そこで、本研究では国勢調査と人口動態統計(死亡票)が共通してもつ情報を用いてデータリンケージ
する方法を採用し、教育歴と死亡率の関連を死因ごとに分析し、わが国の健康格差の実態を明らかに
することを目的としました。
研究成果(方法・結果)の詳細
本研究では、総務省の国勢調査と厚生労働省の人口動態調査(死亡票)について、統計的研究を目
的として統計法第 33 条に基づく利用申請を行い、匿名化個票データをそれぞれ取得しました。「性、生
年月、居住市区町村、婚姻状況、配偶者の年齢(既婚のみ)」の組み合わせをリンケージキーとし、この
組み合わせが他の人と重複しない日本人を抽出しサンプル人口としました。日本人(30−79 歳)の男性
3,992,202 人、女性 3,992,249 人(全人口の 9.9%)がサンプル人口として分析対象となり、死亡データと国
勢調査の人口データがリンケージされたのは男性で 224,538 人、女性で 101,286 人でした(図 1)。
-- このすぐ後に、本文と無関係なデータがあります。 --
Issue #647, opened 2015-08-03
"Remove spike" button in contrast adjustment tool


to266:
Instead of the usual "apply", there is "remove spike" button in contrast adjustment tool (created by pressing "h"  when anything with colorbar is plotted by hyperspy). The behaviour still seems to be the same, however the button name does not make sense

Most likely introduced by https://github.com/hyperspy/hyperspy/pull/639

PR #656, opened 2015-08-06
Bugfix apply button

to266:
#647
spikes_removal_tool has its own buttons


jat255:
Thanks for fixing this. I had meant to get to it this week, but it's tough at a conference... Looks good!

地域や婚姻状況など人口分布が全人口と近似するように補正し、教育歴別年齢調整死亡率(注 1)と
死亡率比を算出しました。また、教育歴の人口分布を考慮した格差指標(Relative Index of Inequality: RII
と Slope Index of Inequality: SII、(注 2))を算出しました。2010 年国勢調査の教育歴の選択肢は、『小学・
中学』、『高校・旧制中学』、『短大・高専』、『大学・大学院』の4区分で、本研究では『小学・中学』を「中学
卒業者」、『高校・旧制中学』を「高校卒業者」、『短大・高専』および『大学・大学院』を「大学以上卒業者」
と分類し、「不詳」を加えて 4 区分としました(以下、「不詳」を除く)。